Sanghmitra also belongs to a much larger story of indigenous warship construction. India today builds the bulk of its new naval platforms in domestic yards: aircraft carriers at Cochin Shipyard (INS Vikrant), destroyers and frigates at Mazagon Dock Shipbuilders in Mumbai, anti-submarine and survey ships and now NGOPVs at GRSE in Kolkata, and patrol and missile vessels at Goa Shipyard. A patrol vessel is, relatively speaking, a less complex platform than a carrier or a destroyer, which makes the NGOPV programme a natural vehicle for keeping yards busy, training the workforce and feeding the indigenous supplier base of steel, propulsion, sensors and weapons. The Navy has for years described itself as a "builder's navy" — one that designs and constructs at home rather than buying off foreign slipways — and the NGOPV line is a textbook instance of that doctrine in the constabulary-vessel segment.
For Prelims
- Ship: Sanghmitra · Yard number 3039 · a Next Generation Offshore Patrol Vessel (NGOPV).

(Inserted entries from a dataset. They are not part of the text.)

PR #2168, opened 2020-06-08
[SW-2297] Exclude Content of site/.doctrees from SW Distribution Archive

mn-mikke:
The options `useDoctreeCache` and `doctreeCacheDirectory ` of  [`sphinx-gradle-plugin`](https://trustin.github.io/sphinx-gradle-plugin/configuration.html) seem to not have any effect.

### DIFF
--- a/doc/build.gradle
+++ b/doc/build.gradle
@@ -47,6 +47,10 @@ task substitute() {
   }
 }
 
+task deleteDocTrees(type: Delete) {
+  delete "${buildDir}/site/.doctrees"
+}
+
 sphinx {
   environments = ["PYTHONWARNINGS" : ""]
   if (VersionNumber.parse(sparkVersion) >= VersionNumber.parse(kubernetesSupportSinceSpark)) {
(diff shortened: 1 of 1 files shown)


jakubhava:
@mn-mikke Was there any problem with documentation?

doc/build.gradle
```diff
@@ -95,7 +99,8 @@ createVersionFile.dependsOn cleanDoc
 sphinx.dependsOn createVersionFile
 clean.dependsOn cleanDoc
 substitute.dependsOn sphinx
-sourcesDocJar.dependsOn substitute
+deleteDocTrees.dependsOn substitute
+sourcesDocJar.dependsOn deleteDocTrees
```
jakubhava, line 103: `sourcesDocJar` does not need to depend on anything as it creates the jar from the src dir where no files are generated

mn-mikke:
> @mn-mikke Was is the motivation for this change please?

The motivation is to reduce the size of SW distribution archive.

jakubhava:
Thanks! I also found the Slack discussion, good idea!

- Builder & place: Garden Reach Shipbuilders & Engineers (GRSE), Kolkata — a Defence PSU under the Ministry of Defence.
- Programme size & split: 11 NGOPVs being built concurrently at two yards — GSL Goa and GRSE Kolkata.
- Roles: surveillance and defence in the area of interest · search and rescue (SAR) · protection of offshore assets · Humanitarian Assistance and Disaster Relief (HADR) · anti-piracy missions.

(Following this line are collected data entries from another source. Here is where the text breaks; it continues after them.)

PR #2172, opened 2020-06-11
[SW-2302] Fix org.apache.hadoop.fs.FsUrlConnection cannot be cast to java.net.HttpURLConnection

jakubhava:
Gave @pastx custom build with this change and waiting for confirmation whether it helped or not


jakubhava:
@pastx can you please share your output? I think you have mentioned that the fix worked.
If yes, I think we can proceed with the change

pastx:
Yes, it works, sorry for the late reaction.

jakubhava:
np, thanks for confirmation!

- Lineage: NGOPVs succeed and augment the earlier OPV/NOPV classes (e.g. Sukanya and Saryu classes) — they add to the existing fleet rather than retiring it.
- Named after: Sanghmitra, daughter of Mauryan emperor Ashoka — associated with carrying Buddhism to Sri Lanka.
- Crest: the constellation Ursa Major (Great Bear) and a red-and-white lighthouse.
- Policy frame: indigenously designed and built — aligned with Aatmanirbhar Bharat and Make in India.
- Ceremony fact: launched 20 May 2026; a "launch" puts the hull in water and is a distinct, earlier milestone than "commissioning" (formal induction into service with the prefix INS).
Why it matters
India's security stake in the sea has grown faster than its constabulary fleet. The country sits astride the principal sea lanes of the Indian Ocean, through which a large share of global trade and energy flows, and it is responsible for an EEZ of roughly two million square kilometres dotted with offshore oil-and-gas platforms, undersea cables and fishing grounds. Watching this space — against piracy, illegal fishing, smuggling and the threat to offshore infrastructure — is mostly low-intensity, high-frequency work for which a destroyer is far too expensive a tool. OPVs are the workhorses for exactly this: long-endurance patrol, search and rescue, and disaster relief.
A run of 11 modern NGOPVs therefore addresses a real capacity gap, giving the Navy more hulls to keep the picture of the EEZ current. The HADR role is significant in its own right: India has repeatedly positioned itself as a first responder in the Indian Ocean Region, sending ships with relief stores and rescue teams after cyclones and tsunamis, and patrol vessels with good sea-keeping are well suited to this. The indigenous angle matters strategically too — building warships at home, to an Indian design, deepens the domestic defence-industrial base, reduces dependence on foreign yards, conserves foreign exchange, and creates the design and engineering skills on which future, more complex programmes depend. Each launch is thus both a capability addition and a marker of how far the public-sector shipbuilding ecosystem has matured.